### Task to complete
Scan the records below. Copy every line in which the word "intersection" appears.

====== Records for the task

PR #766, opened 2017-10-17
The intersection of subgroups is again a subgroup

siddharthist:
Short proofs that the intersection of submonoids is a submonoid, and the same for groups. Let me know if the names need changing to fit in with the library!


benediktahrens:
lgtm

siddharthist:
Thanks!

============

### Response box
The intersection of subgroups is again a subgroup
Short proofs that the intersection of submonoids is a submonoid, and the same for groups. Let me know if the names need changing to fit in with the library!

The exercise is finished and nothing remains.